Labour will have a better year - Starmer will remain PM.
At the end of 2024, people were angry with Labour. The free gear scandal, a series of bizarre speeches promising things would get worse. I confidently predicted that 2025 would be a better year.
What did we get in 2025? Constant missteps, a frontbench mired in various property scandals and u-turn after u-turn after u-turn.
But at the heart of it I think they are broadly making the right choices, and getting the right results. For whatever reason they’re just keeping it a secret.
The most frustrating example of their failure to communicate: after my local train service was nationalised I noticed an almost immediate improvement in performance. I figured it must just be a coincidence, the government hadn’t changed anything.
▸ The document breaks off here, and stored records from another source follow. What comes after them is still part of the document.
PR #14, opened 2017-03-20
Add Clemson University scraper

jodizzle:
https://etpr.app.clemson.edu/repository/syllabus_public.php

Funny example of a "captcha", but otherwise a straightforward scraper.

### DIFF
--- a/osp_scraper/spiders/clemson.py
+++ b/osp_scraper/spiders/clemson.py
@@ -1,0 +1,57 @@
+# -*- coding: utf-8 -*-
+
+import itertools
+import scrapy
+
+from ..spiders.CustomSpider import CustomSpider
+
+class ClemsonSpider(CustomSpider):
+    name = "clemson"
+
+    def start_requests(self):
+        start_url = "https://etpr.app.clemson.edu/repository/syllabus_public.php"
+        # Need to answer a captcha.
+        # Captcha is always the same (pseudo-captcha).
+        yield scrapy.FormRequest(
+            start_url,
+            formdata={
+                'person_ck': 'CLEMSON',
+                'check_person': 'Logon',
+            },
+            method='POST',
+            callback=self.parse_for_search_terms
+        )
+
+    def parse_for_search_terms(self, response):
+        sem_codes = response.css('select[name="semester_selected"] option')\
+                            .css('::attr(value)')\
+                            .extract()
+        # Skip the first entry because it's an empty string.
+        disciplines = response.css('select[name="subj_selected"] option')[1:]
+        subj_codes = disciplines.css('option::attr(value)').extract()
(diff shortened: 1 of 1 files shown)


osp_scraper/spiders/clemson.py
```diff
@@ -0,0 +1,68 @@
...
+                    'hops_from_seed': 1,
+                    'source_url': response.url,
+                    'source_anchor': '',
+                },
+                callback=get_searches
+            )
+
+
+        def get_searches(response):
+            semesters = response.css('select[name="semester_selected"] option')
```
HarrisonGregg: I like using `extract_first` and then checking if it was successful, but if you're not going to, you could shorten your code by using `extract` with something like: `response.css('select[name="semester_selected"] option::attr(value)').extract()`.

osp_scraper/spiders/clemson.py
```diff
@@ -0,0 +1,68 @@
...
+            # Skip the first entry because it's an empty string.
+            disciplines = response.css('select[name="subj_selected"] option')[1:]
+            for sem, subj in itertools.product(semesters, disciplines):
```
HarrisonGregg: Out of curiosity, why use `itertools.product` instead of just a nested for loop?

jodizzle:
@HarrisonGregg I updated the looping.  It elongates the process a little bit, but I think it's still readable.

osp_scraper/spiders/clemson.py
jodizzle: I just feel like it's an appropriate use of Python's libraries.  Especially helps with keeping the number of indentation levels in check.

osp_scraper/spiders/clemson.py
```diff
@@ -0,0 +1,67 @@
...
+from ..spiders.CustomSpider import CustomSpider
+
+class ClemsonSpider(CustomSpider):
+    name = "clemson"
+    allowed_domains = ["clemson.edu"]
+
+    def start_requests(self):
+        start_url = "https://etpr.app.clemson.edu/repository/syllabus_public.php"
+
+        def do_captcha(response):
```
jodizzle: Ah, yes, that makes more sense.

osp_scraper/spiders/clemson.py
```diff
@@ -0,0 +1,67 @@
...
+                    'source_url': response.url,
+                    'source_anchor': '',
+                },
+                callback=get_searches
+            )
+
+
+        def get_searches(response):
+            semesters = response.css('select[name="semester_selected"] option')
+            sem_codes = semesters.css('option::attr(value)').extract()
```
jodizzle: Sure, we can try that.

jodizzle:
@HarrisonGregg I refactored.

But I was wrong - it turns out within months of nationalisation: they’ve modernised the fleet and invested more than £600 million on infrastructure, materially reducing delays, especially at peak times. And yet they just didn’t tell anyone?
It’s the same story across the country. NHS waiting lists are falling and hospital standards are improving. Knife crime is falling for the first time in years. It is unequivocally easier to get a GP appointment. And Britain is finally building again
Brits will start to feel changes next year. On paper, the country is actually getting better. Labour needs to show their work a little more, and I think they will next year: saving Starmer from the threats of a coup.
Net immigration will fall… maybe too much
Immigration figures are a lagging indicator: they only show you the impact of work that happened months and years prior. A policy implemented today will not have any impact on the numbers until the medium/long-term future.
And now two plus years of interventions to get immigration falling are finally starting to take effect. In the first year of Labour, net migration has fallen by 2 thirds: plummeting down to pre-Brexit levels. (“This is driven by emigration!” you cry, but emigration does include people not born in Britain returning to their home country, which is increasing).
The pressure to implement new policies continues. Shabhana Mahmood, who has been very strong and impressive, continues to implement new policies to get the numbers down.
And, you can only imagine, the number will keep falling.
The problem? Our economy is built on a consistent flow of immigration. Our universities need the higher fees that international students bring and many industries rely on foreign workers. This is already starting with prisons: the urgent need for guards has led to the government laxing visa rules.
Without immigration to complain about, the far-right will have almost nothing to lean on. And so…
The far-right will falter globally, the fall of Trump begins
The UK tore itself out of Europe causing immigration to soar and the economy to slump.
Europe looked at that decision and suddenly became a lot less eurosceptical. It’s always the same with the far-right and populists: they talk the talk, but when it’s time to walk they often fall comically flat on their face (unfortunately, taking the rest of the country with them).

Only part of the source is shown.